Strega - Andrew H. Vachss [68]
"I got out of the joint way before you did. Remember I left all my stuff for you and Virgil when they cut me loose? I got a job in a machine shop, did my parole, just waiting, you know? A couple of guys I know were going to the Coast. See the sights—fuck some of those blondes out there—check out the motors, right? I get out there and everybody's doing weed—like it's legal or something. I fall in with these hippies. Nice folks—easygoing, sweet music. Better than this shit here. You see it, Burke?"
"I see it," I told him. And I did.
"I get busted with a van full of weed. Two hundred keys. Hawaiian. And a pistol. I was making a run down to L.A. and the cops stopped me. Some bullshit about a busted taillight."
He took a drag of the smoke, let it out with a sigh. "I never made a statement, never copped a plea. The hippies got me a good lawyer, but he lost the motion to suppress the weed and they found me guilty. Possession with intent. Ex–con with a handgun. And I wouldn't give anybody up. They dropped me for one to fucking life—do a pound before I see the Board."

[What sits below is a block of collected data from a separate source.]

PR #156, opened 2021-09-13
wip: simplify chain

szmarczak:


src/server.js
```diff
@@ -179,11 +179,11 @@ class Server extends EventEmitter {
 
                 if (handlerOpts.upstreamProxyUrlParsed) {
                     this.log(handlerOpts.id, 'Using HandlerTunnelChain');
-                    return this.handlerRun(new HandlerTunnelChain(handlerOpts));
+                    return chain(request, socket, head, handlerOpts, this);
                 }
 
                 this.log(handlerOpts.id, 'Using HandlerTunnelDirect');
-                return direct(request, socket, head);
+                return direct(request, socket, head, handlerOpts, this);
```
B4nan, line 186: looks like there are just the 3 parameters on `direct`?

szmarczak: Fixed.

szmarczak:
```
  1) tcp_tunnel.createTunnel
       creates tunnel that is able to transfer data:
     Uncaught Error: listen EADDRINUSE: address already in use :::38102
      at Server.setupListenHandle [as _listen2] (node:net:1319:16)
      at listenInCluster (node:net:1367:12)
      at Server.listen (node:net:1454:7)
      at /home/runner/work/proxy-chain/proxy-chain/test/tcp_tunnel.js:19:12
      at new Promise (<anonymous>)
      at serverListen (test/tcp_tunnel.js:18:40)
      at /home/runner/work/proxy-chain/proxy-chain/test/tcp_tunnel.js:154:24
      at tryCatcher (node_modules/bluebird/js/main/util.js:26:23)
      at Promise._settlePromiseFromHandler (node_modules/bluebird/js/main/promise.js:510:31)
      at Promise._settlePromiseAt (node_modules/bluebird/js/main/promise.js:584:18)
      at Async._drainQueue (node_modules/bluebird/js/main/async.js:128:12)
      at Async._drainQueues (node_modules/bluebird/js/main/async.js:133:10)
      at Immediate.Async.drainQueues (node_modules/bluebird/js/main/async.js:15:14)
      at processImmediate (node:internal/timers:464:21)
```

@mnmkng I just got the error @rubydev saw before, looks like Node.js selected a protocol that was already in use?

src/server.js
B4nan: now it has 4 params, and you are feeding 5 (and server is 5th, not 4th), right?

szmarczak: Ah, this one :) Now it's 5, `handlerOpts` won't be used but I prefer to keep this one so it looks the same like `chain`.

B4nan (approved):
idea for future PRs - maybe we should turn the 5 parameters into object

mnmkng:
> https://github.com/apify/proxy-chain/runs/3586133160
> 
> 
> 
> ```
> 
>   1) tcp_tunnel.createTunnel
> 
>        creates tunnel that is able to transfer data:
> 
>      Uncaught Error: listen EADDRINUSE: address already in use :::38102
> 
>       at Server.setupListenHandle [as _listen2] (node:net:1319:16)
> 
>       at listenInCluster (node:net:1367:12)
> 
>       at Server.listen (node:net:1454:7)
> 
>       at /home/runner/work/proxy-chain/proxy-chain/test/tcp_tunnel.js:19:12
> 
>       at new Promise (<anonymous>)
> 
>       at serverListen (test/tcp_tunnel.js:18:40)
> 
>       at /home/runner/work/proxy-chain/proxy-chain/test/tcp_tunnel.js:154:24
> 
>       at tryCatcher (node_modules/bluebird/js/main/util.js:26:23)
> 
>       at Promise._settlePromiseFromHandler (node_modules/bluebird/js/main/promise.js:510:31)
> 
>       at Promise._settlePromiseAt (node_modules/bluebird/js/main/promise.js:584:18)
> 
>       at Async._drainQueue (node_modules/bluebird/js/main/async.js:128:12)
> 
>       at Async._drainQueues (node_modules/bluebird/js/main/async.js:133:10)
> 
>       at Immediate.Async.drainQueues (node_modules/bluebird/js/main/async.js:15:14)
> 
>       at processImmediate (node:internal/timers:464:21)
> 
> ```
> 
> 
> 
> @mnmkng I just got the error @rubydev saw before, looks like Node.js selected a protocol that was already in use?

@szmarczak That's weird. Could there be race condition somewhere?

jancurn:
> That's weird. Could there be race condition somewhere?

In the past we used to pick randomized ports, which was a race condition. Now it should be done by operating system, hopefully without races... so this is strange, unless this is an error from an older version?

jancurn:
Looking at all these PRs, I'm increasingly more worried that this big rewrite can potentially bring a lot of problems to this module that we rely on so heavily. There were a lot of iterations and a lot of real-world testing that went into this module to make sure it was stable and performing well (in particular the socket lifecycle), and now I feel we might be back to square one and might have to go through all the (hard-to-find) errors again, potentially with a big business impact (think of all potential problems a buggy Apify Proxy can cause to our customers).

I better stop watching these PRs and I truly hope you guys know what you're doing. Please make sure to write really good comments for the functions, so that other people can understand what's going on.

src/chain.js
```diff
@@ -0,0 +1,88 @@
...
+        port: proxy.port,
+        path: request.url,
+        headers: [
+            'host',
+            request.url,
+        ],
+    };
+
+    if (proxy.username || proxy.password) {
+        const auth = `${proxy.username}:${proxy.password}`;
```
jancurn, line 29: What is either `username` or `password` is null? Then the auth string will contain "null".

szmarczak: In WHATWG URL it's never null, it's an empty string.

szmarczak:
> Could there be race condition somewhere?

The tests still use 

https://github.com/apify/proxy-chain/blob/0043ac9db2c04fffdd53fe7ee7d3a11183648555/test/tools.js#L18-L34

so I guess it generated an in-use port. I'm starting to think @rubydev's error is unrelated to this one.

> now I feel we might be back to square one and might have to go through all the (hard-to-find) errors again

Currently all the tests pass (except the two ones with stats, which will be fixed later). The point of the rewrite is so we don't have to mutate the socket if there's no need to. Only operate on objects we really have to. So if we receive a normal HTTP/1.1 request, let's operate only on `request` and `response` objects, no need to tinker with `socket`. This way we'll prevent event emitter memory leaks and the code will be more readable.

> There were a lot of iterations and a lot of real-world testing that went into this module to make sure it was stable and performing well

We can gradually roll out the rewrite. Initially e.g. 1% of all requests can go through the rewrite, the next day it can be 5%, the next day it can be 10% etc.

> in particular the socket lifecycle

What about it? As I see it, it remains the same. The socket gets closed only when a user does so or there's an error on any side. Am I missing something? If you have any questions, I'm happy to answer them.

> I better stop watching these PRs and I truly hope you guys know what you're doing.

I'd prefer if you reviewed the code, you are the creator, but I'm not insisting. I'm trying to keep the code as simple as possible.

src/chain.js
szmarczak: With TypeScript we won't have to worry `can this be null?` :)

szmarczak:
I've added `more descriptive errors` on my todo list. So if an error gets thrown, we'll know all the details, upstream proxy, status code, request options etc.

jancurn:
Thanks @szmarczak it was just a bit of an old man's afraidness of change that was speaking :) Of course, I'll have a look at the PRs, I'll do a deeper review of the big PR once it's ready. I'm confident your changes will make the module better and cleaner. Just pls comment the functions well, to make it easier to review.

Regarding the socket life-cycle, there were some rare strange races that "should never happen" but indeed happened, which led to code blocks like:

```
// See https://github.com/apify/proxy-chain/issues/63
if (this.isClosed) return;
```

These come from battle-testing, so it might happen they will reoccur. But let's see... 

The gradual roll-out is a good idea, once this is ready pls chat with the Platform team how to do it.

szmarczak:
> it was just a bit of an old man's afraidness of change that was speaking :)

I understand the worry :) 

> I'll have a look at the PRs, I'll do a deeper review of the big PR once it's ready.

Thanks a lot ❤️ Two heads always better than one :D

> Just pls comment the functions well, to make it easier to review.

👍🏼 

> which led to code blocks like

This is also what I'm trying to prevent. `HandlerBase` created a response on top of a detached socket (from CONNECT method) from the native `http` module:

https://github.com/apify/proxy-chain/blob/0043ac9db2c04fffdd53fe7ee7d3a11183648555/src/handler_base.js#L43-L49

therefore there were more critical points that needed to be handled.

szmarczak:
```
// See https://github.com/apify/proxy-chain/issues/63
if (this.isClosed) return;
```

There's a race condition. Before the end socket gets connected the client one to the proxy may get destroyed (e.g. via disconnect).

mnmkng (approved):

Bobby locked his hands behind his head, resting from the pain. "When I hit the yard I knew what to do—not like when you and Virgil had to pull me up. I remembered what you told me. When the niggers rolled up on me, I acted like I didn't know what they were talking about— like I was scared. They told me to pull commissary the next day and turn it over." Bobby smiled, thinking about it. The smile would have scared a cop. "I turn over my commissary—I might as well turn over my body so they could fuck me in the ass. I get a shank for two cartons—just a file with some tape on the end for a grip. I work on the thing all night long, getting it sharp. In the morning, I pull my commissary. I put the shank in the paper bag with the tape sticking up. I walk out to the yard with the bag against my chest—like a fucking broad with the groceries. The same niggers move on me—tell me to hand it over. I pull the shank and plant it in the first guy's chest–—a good underhand shot. It comes out of him when he goes down. I run to get room. Turn aroundand I'm alonethe niggers took off. I hear a shot and the dirt flies up right near me. I drop the shank and the screws come for me."
"You should of dropped the shank when you ran," I said.
"I know that now—didn't know it then. Things are different out there." Bobby ground out his cigarette on the garage floor, took one of his own, and lit it. "They put me in the hole. Out there, the fucking hole is like a regular prison—it's full of guys—guys spend fucking years in the hole. Only they call it the 'Adjustment Center.' Nice name, huh? There's three tiers on each side. Little tiny dark cells. The noise was unbelievable—screaming all the time. Not from the guards doing work on any of the guys—screaming just to be screaming.
"I was sitting in my cell, thinking about how much more time I'd get behind this, even if the nigger didn't rat me out. I mean, they caught me with the shank and all. Then it started. The niggers. 'You a dead white motherfucker!' 'You gonna suck every black dick in the joint, boy!' All that shit. I yelled back at the first one, but they kept it up, like they was working in shifts or something. And then one of them yelled out that the guy I stabbed was his main man—he was gonna cut off my balls and make me eat them. They were fucking animals, Burke. They never stopped—day and night, calling my name, telling me they were gonna throw gasoline in my cell and fire me up, poison my food, gang–fuck me until I was dead."
Bobby was quiet for a minute. His voice was hard but his hands were shaking. He looked at his hands—curled them into fists. "After a couple of days, I didn't have the strength to yell back at them. It sounded like there were hundreds of them. Even the trustee—the scumbag who brought the coffee cart around—he spit in my coffee, dared me to tell the Man.
"They pulled me out to see the Disciplinary Committee.